If it is a west coast series, there is always TIVO. That way- you get up extra early before you hear who won, "doot-doot" through the commercials while drinking your coffee, then head off to work! You net out ahead in the sleep category that way.


----------



## Paul (Oct 3, 2005)

noski said:
			
		

> Paul said:
> 
> 
> 
> ...



No Tivo. No time for coffee or TV in general trying to get the 5 yr. old ready for school.

The networks _could_ have some consideration for us "Right-Coasters."


----------



## noski (Oct 3, 2005)

Paul said:
			
		

> No Tivo. No time for coffee or TV in general trying to get the 5 yr. old ready for school.
> 
> The networks _could_ have some consideration for us "Right-Coasters."



Figuring a 3 hour game...extra early should be about 4:30am.... but again, even with a vcr it could be done- fast forward during the spitting and scratching and pitcher changes, you could move it right along and still make the bus.


----------



## Charlie Schuessler (Oct 3, 2005)

Let the west coast trip go the whole way, wearing out the Yankee's pitching staff for the Sox (Red or White) to beat up in the ALCS...


----------



## Marc (Oct 3, 2005)

Yup, loved seeing the Spanks get shelled yesterday.  They deserved it... especially A Knob.


----------



## Paul (Oct 3, 2005)

noski said:
			
		

> Paul said:
> 
> 
> 
> ...



No kids for you, eh?  :wink: 

Sorry, not changing my mind. Network bias to the left-coast bugs the crap outta me....


----------



## highpeaksdrifter (Oct 3, 2005)

JimG. said:
			
		

> Forget the homefield, I'm not happy that the Yanks have to play Anaheim...gonna be tough to win that one.



True dat, turns out they didn't do themselves any favors winning the division. Whitesox an easier first round for the Redsoxs.


----------



## BeanoNYC (Oct 3, 2005)

I agree with everything you said except this




			
				JimG. said:
			
		

> God bless the Sox...


----------



## MtnMagic (Oct 3, 2005)

To remind our gentle readers: The Sox *are* the World Champions.

Whose your daddy?!


----------



## Stephen (Oct 4, 2005)

MtnMagic said:
			
		

> To remind our gentle readers: The Sox *are* the World Champions.
> 
> Whose your daddy?!



And let's not forget the new international sign for choking:


----------



## JimG. (Oct 4, 2005)

Stephen said:
			
		

> MtnMagic said:
> 
> 
> 
> ...



If it weren't for the wildcard the Sox would have regained the choking title this season after a 1 year hiatus.


----------



## JimG. (Oct 4, 2005)

BeanoNYC said:
			
		

> I agree with everything you said except this
> 
> 
> 
> ...



Oh come now...you have to admit it is the best rivalry ever in sports.


----------



## Brettski (Oct 4, 2005)

Oh, I don't know...The Islanders and the Rangers in the 80's was pretty intense...


----------



## skibum1321 (Oct 4, 2005)

Brettski said:
			
		

> Oh, I don't know...The Islanders and the Rangers in the 80's was pretty intense...

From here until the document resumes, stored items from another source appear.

PR #1861, opened 2026-06-13
Pass through data() results in ssrLoader instead of re-wrapping

Oksamies:
A cached route whose loader returns a react-router data() value — notably
gatedSsr404(), which carries its own 404 status — was being wrapped a
second time. ssrLoader's success branch only short-circuits on
`cache === false` or `result instanceof Response`, and a
DataWithResponseInit is neither, so it fell through to
`data(result, { headers: cacheControl() })`.

React Router unwraps a DataWithResponseInit exactly one level, so the
double wrap:
- dropped the inner 404 status (the outer init carried only headers), so
  the document and .data responses were served 200 and CDN-cached as a
  public, s-maxage "soft 404"; and
- nested the payload under .data, so useLoaderData() received the wrapper
  instead of the flat loader data (the gated sentinel and every field
  read as undefined).

This hit the three gated package routes (packageListing,
packageListingVersion, dependants), defeating gatedSsr's goal of
returning a real 404 document to anonymous/crawler direct entries for
hidden or nonexistent packages. The loaders stay anonymous
(sessionId: undefined) and the gated payload is public-only, so no user
data was cached — this is a status/SEO correctness regression, not a
data leak.

Fix: treat a DataWithResponseInit result like a Response in ssrLoader's
success branch and pass it through untouched. Such loaders own their own
status/headers and opt out of ssrLoader's cache wrapping, restoring the
pre-caching behavior (404 preserved, not publicly cached).

Tests:
- Add ssrLoader cases covering a data()/gatedSsr404-style result (status
  and flat shape preserved, not re-wrapped) and confirming a plain object
  result is still wrapped with public cache headers.

Refs. TS-3735

### DIFF
--- a/apps/cyberstorm-remix/cyberstorm/utils/__tests__/ssrLoader.test.ts
+++ b/apps/cyberstorm-remix/cyberstorm/utils/__tests__/ssrLoader.test.ts
@@ -1,4 +1,4 @@
-import type { HeadersArgs, LoaderFunctionArgs } from "react-router";
+import { type HeadersArgs, type LoaderFunctionArgs, data } from "react-router";
 import { describe, expect, it } from "vitest";
 
 import { ApiError } from "@thunderstore/thunderstore-api";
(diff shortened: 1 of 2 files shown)


Oksamies:
* **#1861** <a href="https://app.graphite.com/github/pr/thunderstore-io/thunderstore-ui/1861?utm_source=stack-comment-icon" target="_blank">Graphite</a> 👈 <a href="https://app.graphite.com/github/pr/thunderstore-io/thunderstore-ui/1861?utm_source=stack-comment-view-in-graphite" target="_blank">(View in Graphite)</a>
* `master`


<h2></h2>

Oksamies:
Changes merged as part of https://github.com/thunderstore-io/thunderstore-ui/pull/1860

ethangreen-dev (approved):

No one outside of NY cares about either of those teams though. It wouldn't bother me to never see either one of them play again.

And, although unfortunate, most of this country doesn't care about hockey.


----------



## BeanoNYC (Oct 4, 2005)

JimG. said:
			
		

> BeanoNYC said:
> 
> 
> 
> ...



Oh Jim, I admit that it is the best rivalry......It still doesn't mean that God should bless the sox! Notice I said I agree with everything exept that? :idea:


----------



## BeanoNYC (Oct 4, 2005)

Stephen said:
			
		

> MtnMagic said:
> 
> 
> 
> ...



I'd be careful with my comments until November gentlemen.  You only have a few weeks left as world champs, whether the Yanks win it or not.


----------



## JimG. (Oct 4, 2005)

BeanoNYC said:
			
		

> JimG. said:
> 
> 
> 
> ...



My point was that without the Sox, baseball would be so boring I wouldn't even care about it. So, God bless 'em!


----------



## blacknblue (Oct 4, 2005)

JimG. said:
			
		

> If it weren't for the wildcard the Sox would have regained the choking title this season after a 1 year hiatus.



Hmm... No Pedro, Cabrera, D-Lowe, Schilling (except for 3 quality starts) and Foulke (6+ ERA).  And 95 wins.  Choking?  Are you serious?


----------



## JimG. (Oct 4, 2005)

blacknblue said:
			
		

> JimG. said:
> 
> 
> 
> ...



Almost 10 games in first place at the start of August, didn't win the division.

If they choked any harder they'd barf.


----------



## Stephen (Oct 4, 2005)

The difference is... they are in the playoffs even WITH choking.

What I want to know is, what is the Yanks' excuse for not locking this up weeks ago?

Oh, and while some people know how many championships the Yanks have won... EVERYONE knows how many playoff games they lost in a row last year...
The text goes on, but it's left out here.